Solving Infinite Square Well: Find Probability of Electron in 0.15nm

[khemist]

Homework Statement

An electron is trapped in a 1.00 nm wide rigid box. Determine the probability of finding the electron within 0.15nm of the center of the box (on either side of the center) for a) n = 1

Homework Equations

Int[-0.15nm, 0.15nm] psi^2 dx

The Attempt at a Solution

I solved the integral fairly easily, but I got a value of 4.2% for my probability. Later in the question, it asks to compare this value to the expected value classically. Classically, in a 1nm wide box over a distance .3nm one would expect the probability to be 30%. Does this seem to make any sense? I talked to my teacher and he thought the values came out a little weird.

 

[vela]

I got about 56% for the probability. I suspect you're using the wrong combination of wave function and limits. Show us your calculations in detail if you can't figure it out.

 

[khemist]

My limits were from -0.15nm to 0.15nm. L = 1.00 nm.

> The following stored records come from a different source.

PR #450, opened 2019-09-30
Making the 3d view resizable

### LINKED ISSUE #444: Allow resizing 3D view and tabs in main interface
Whilst using the application I've found it awkward that the divider between 3D view and tab view in the main interface is not movable/resizable. For example it would be useful to be able to see all columns in the file layout tab without horizontal scrolling.

rerpha:
### Issue

Closes #444 

### Description of work

Adds a qsplitter within the central grid layout so the 3d view can be resized on a splitter with the tab view. 

I have been able to do this through the generated python files but not the .ui files. I wonder if we should actually keep using these, as they don't seem that beneficial besides being compatible with qt designer. I have only used them once or twice since designing the layout initially, so i vote to get rid of them, as they are high maintenance and not adding any value besides a WYSIWYG editor which doesn't really work with the custom widgets anyway. 

### Acceptance Criteria 

Add qsplitter. We can configure to make the children collapsible or not, depending on preference. 

### UI tests

n/A


matthew-d-jones:
Let's discuss this at the next sprint meeting. I'm not against dropping the .ui file but if we do that we need to refactor the .py file to make it easier to read.

matthew-d-jones:
Merging as passed on CentOS, Mac and Windows nodes are down.

PR #462, opened 2019-10-07
361 write forwarder commands 

### LINKED ISSUE #361: Output forwarder command message
We should add a way to output a forwarder command message by looking through Kafka stream fields and selecting all components that are marked with `f142` as the schema.

### LINKED ISSUE #461: Add channel_provider_type and multiple converters to f142 stream options
only pva(v4) PVs will currently work in the JSON command because they are the default provider type in the forwarder - there is no way to add a `channel_provider_type` field for each PV or a way to add multiple converters for sending PVs to multiple topics etc.

rerpha:
### Issue

Closes #361 
Closes #461 

### Description of work

Adds a way to output an f142 add command from the streams that exist in the nexus constructor. 

I have created #461 to follow on from this. 

### Acceptance Criteria 

Added UI for another action in `main_window.py` and added a few functions in `writer.py` to dump the f142 data into a command. 

### UI tests

No UI tests as this is just an action, however functional tests have been added. 


nexus_constructor/nexus_filewriter_json/writer.py
```diff
@@ -204,3 +206,56 @@ def create_writer_commands(
         stop_cmd["stop_time"] = stop_time
 
     return write_cmd, stop_cmd
+
+
+def generate_forwarder_command(
```
matthew-d-jones: I don't think there is any reason to put these functions in this file.
Let's rename `nexus_filewriter_json` directory to something more general, maybe just `json`, and then rename `writer.py` to `filewriter_json_writer.py` or similar.

tests/test_nexus_to_json.py
```diff
@@ -330,3 +332,124 @@ def test_GIVEN_string_list_WHEN_getting_data_and_type_THEN_returns_correct_dtype
...
+
+    assert len(streams_) == 1
+
+    assert isinstance(streams_[0]["converter"], list)
+    assert streams_[0]["channel"] == pv_name
+    assert streams_[0]["converter"][0]["topic"] == topic1
+    assert streams_[0]["converter"][1]["topic"] == topic2
+
+
+def test_GIVEN_stream_with_pv_forwarding_to_three_topics_WHEN_generating_forwarder_command_THEN_stream_is_added_to_converters():
```
matthew-d-jones: What does this test that the previous test doesn't?

nexus_constructor/nexus_filewriter_json/writer.py
```diff
@@ -204,3 +206,56 @@ def create_writer_commands(
...
+    file, streams: Dict[str, Dict[str, Any]], provider_type: str
```
matthew-d-jones: `file` is a keyword, don't use it for variable name! Maybe `output_file`? Also needs type hint.
Doc comment with `params` description would also be useful.

tests/test_nexus_to_json.py
rerpha: Covers this branch: 
https://github.com/ess-dmsc/nexus-constructor/pull/462/files#diff-3b148aa9d555ba73e4949e927cd13dd9R55-R56

PR #463, opened 2019-10-07
Display pixel grids in 3D view

### LINKED ISSUE #434: Display pixel grids in 3D view
For an NXdetector with a pixel grid defined, the 3D view should show each pixel in the grid. Currently it only displays the single pixel shape.

The 3D view will need to display the same pixel shape at different positions by constructing a translation for each pixel from the pixel offsets.

The `Component` methods `get_shape` and `remove_shape` will need to be updated. I think subclassing `Component` for components with single-pixel shape descriptions and then overriding this method and making use of polymorphism is probably the best approach.

### LINKED ISSUE #447: Reduce number of NX classes tested in parameterised ui tests
A couple of the UI tests go through every possible NX class which means sitting through an extra 20 seconds of seizure-inducing tests. I think the list of classes to test should be reduced to around 5, making sure this includes any for which the interface is specialised (NXdetector etc).

matthew-d-jones:
### Issue
Closes #434  
Closes #447

### Description of work

Component.shape now optionally returns positions as well as the shape, if positions are returned then the 3D view creates a `QEntity` at each position.

### Acceptance Criteria 

Using the "Add component" interface, add an `NXdetector` with "single pixel shape".
Try from an OFF file and with cylinders.
Pixels should appear in the 3D view, and disappear if the component is deleted.


rerpha:
i get this when adding a chopper with no shape: 

```
Unable to create chopper geometry - Required field(s) missing: slit_height, slits, radius, slit_edges
Validation failed. Unable to create disk chopper mesh.
  File "/home/jack/code/repos/nexus-constructor/nexus_constructor/instrument_view.py", line 217, in add_component
    mesh = OffMesh(geometry.off_geometry)
AttributeError: 'NoneType' object has no attribute 'off_geometry'

Original exception was:
  File "/home/jack/code/repos/nexus-constructor/nexus_constructor/instrument_view.py", line 217, in add_component
    mesh = OffMesh(geometry.off_geometry)
AttributeError: 'NoneType' object has no attribute 'off_geometry'
```

nexus_constructor/instrument_view.py
```diff
@@ -201,18 +203,45 @@ def create_camera_filter(viewport, visible_entity, camera_to_filter):
...
+        for position in positions:
+            transform = Qt3DCore.QTransform()
+            transform.setTranslation(position)
+            position_transforms.append(transform)
+        self.component_positions[name] = position_transforms
+        # Note, the a list comprehension like below doesn't work (end up with segfault)
+        # self.component_positions[name] = [Qt3DCore.QTransform().setTranslation(position) for position in positions]
+        self.create_entities(name)
+
+    def create_entities(self, name):
```
rerpha: can this be called `_create_entities` as it's private?

nexus_constructor/instrument_view.py
```diff
@@ -226,8 +255,8 @@ def delete_component(self, name):
         Delete a component from the InstrumentView by removing the components and entity from the dictionaries.
         :param name: The name of the component.
         """
-
-        self.component_entities[name].setParent(None)
+        for entity in self.component_entities[name]:
+            entity.setParent(None)
```
rerpha: shouldn't this be done with the context manager anyway? could it be done with `del` instead?

tests/ui_tests/test_ui_add_component_window.py
```diff
@@ -65,6 +65,20 @@
     else:
         NO_PIXEL_OPTIONS[component_class] = i
 
+# Select a subset of the component class to use in parameterised tests
+# Should include any for which the UI is specialised
+_components_subset = {"NXdetector", "NXdisk_chopper", "NXsensor"}
```
rerpha: list literal instead of dict? both work, but lists are more probably more pythonic

nexus_constructor/component/component_shape.py
```diff
@@ -0,0 +1,49 @@
...
+
+SHAPE_GROUP_NAME = "shape"
+PIXEL_SHAPE_GROUP_NAME = "pixel_shape"
+CYLINDRICAL_GEOMETRY_NEXUS_NAME = "NXcylindrical_geometry"
+OFF_GEOMETRY_NEXUS_NAME = "NXoff_geometry"
+
+
+def get_shape_from_component(
+    component_group: h5py.Group, nexus_file: nx.NexusWrapper, shape_group_name: str
+):
```
rerpha: type hint for return type missing here unless it's causing circular imports

nexus_constructor/component/component_shape.py
```diff
@@ -0,0 +1,49 @@
...
+    # else return a placeholder to indicate the component's position
+    return NoShapeGeometry()
+
+
+class ComponentShape:
+    def __init__(self, nexus_file: nx.NexusWrapper, component_group: h5py.Group):
+        self.file = nexus_file
+        self.component_group = component_group
+
+    def get_shape(self):
```
rerpha: return type hint missing

nexus_constructor/component/component_type.py
```diff
@@ -2,7 +2,7 @@
 import os
 import xmltodict
 
-PIXEL_COMPONENT_TYPES = {"NXdetector", "NXdetector_module"}
+PIXEL_COMPONENT_TYPES = {"NXdetector"}
```
rerpha: [] instead of {}?

tests/ui_tests/test_ui_add_component_window.py
matthew-d-jones: It's a set, not a dict, seems most appropriate here to me.

nexus_constructor/instrument_view.py
matthew-d-jones: The context manager is to temporarily disconnect the entities. In this case we never want to reconnect them.
`del` does not do the same thing, if we delete the component before disconnecting it then we get segfaults.

nexus_constructor/component/component_type.py
matthew-d-jones: A `set` seems appropriate here to me

nexus_constructor/component/chopper_shape.py
```diff
@@ -0,0 +1,37 @@
...
+        chopper_checker = NexusDefinedChopperChecker(self.component_group)
+        if chopper_checker.validate_chopper():
+            return (
+                DiskChopperGeometryCreator(
+                    chopper_checker.chopper_details
+                ).create_disk_chopper_geometry(),
+                None,
+            )
+        else:
+            print("Validation failed. Unable to create disk chopper mesh.")
```
rerpha: we should remember to change this to a log statement if it is merged before #468

matthew-d-jones:
Merged as it has passed on CentOS. Mac and Windows nodes are still down.

Issue #468, opened 2019-10-09
Use logging library


matthew-d-jones:
https://docs.python.org/3.6/library/logging.html

Convert all current `print` statements to use logging library.

Issue #413, opened 2019-07-23
Remove red cube if there is no sample or if the sample has a shape


rerpha:
Currently even if a sample is removed and a file is loaded in the red cube which indicates a sample is still displayed. It is hardcoded in and has nothing to do with the model, which is an issue. It should be related to the default sample in the h5py file and if removed should not be displayed.

rerpha:
Check this is done before closing

matthew-d-jones:
This is working. It retains the red, low opacity, material and renders whatever the shape of the sample is.

PR #474, opened 2019-10-09
Only removing components from the 3d view if they have a shape. 

### LINKED ISSUE #395: KeyError when deleting components from treeview
# How to replicate: 
- press duplicate loads of times on the a component 
- delete several of the duplicates 

See errors reported:
```
ERROR:root:Unable to delete component sample4 because it doesn't exist.
```
Doesn't seem to be affected by whether the component has a shape or not.

rerpha:
### Issue

Closes #395 

### Description of work
This just fixes an issue with the sample cube not being attached to the sample in the nexus file - if you duplicate or delete it then it causes an exception usually. This just adds a check to see if there is an entity attached to a component before deleting the component entity. If not, then there is a statement below which deals with it and logs that the "component does not exist" - This has been changed to a log statement in #468 

### Acceptance Criteria 

Added an if statement

### UI tests

N/A - 3d view not testable due to segfault errors. 


rerpha:
think we decided we don't need this as it causes other errors, and really the sample needs to be attached to the shape of the sample, which would prevent this error from happening in the first place. Closing for now 

For more info see #413

PR #479, opened 2019-10-10
fix executable and windows build

rerpha:
### Issue

Closes #187 

### Description of work

Unpinning cx_freeze - the issue on windows has been fixed in 6.0
https://github.com/anthony-tuininga/cx_Freeze/issues/407

Also fixing the executable (had been broken for a while) and developing a test to make sure it doesn't break again. 

code changes mean that the definitions dir only has to be found once rather than all over the code.

### Acceptance Criteria 

N/A

### UI tests

N/A

### Nominate for Group Code Review

- [ ] Nominate for code review

PR #486, opened 2019-10-22
fix for windows - icon directory separator

rerpha:
### Issue

None

### Description of work

Fixes the nexus-constructor on windows - previously it would just crash due to a `QIcon` call trying to find an item that does not exist. 

### Acceptance Criteria 

It works on windows now. 

### UI tests

N/A


rerpha:
going to do this in #479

psi = root(2/L)sin(nx(pi)/L)

psi^2 = 2/L sin^2(nx(pi)/L)

My solution to the integral (using -a = -.015nm and a = 0.15nm) was 2/L(x/2 (from -a to a) - L/(2n(pi))sin(2nx(pi)/L)) from -a to a. (the a/2 and other side of the minus sign were separate integrals, using the (1-cos2x)/2 = sin^2(x))

Also, does anyone have a link to I can learn how to type this up using latex or whatever language to have formal equations written?

 

[vela]

Your wave function is for a potential which is zero between x=0 and x=L. You either need to change the limits on your integral, or use the wave function for the potential that's centered about x=0.

You can start with https://www.physicsforums.com/showthread.php?t=386951 to see how to format equations using LaTeX in this forum.

 

[khemist]

So the wave function I have, sqrt(2/L)sin(n(pi)x/L), is not centered about the origin? Would that mean I must compensate with a limit change?

 

[vela]

Yup, or keep your current limits and use the wave function that is centered at the origin.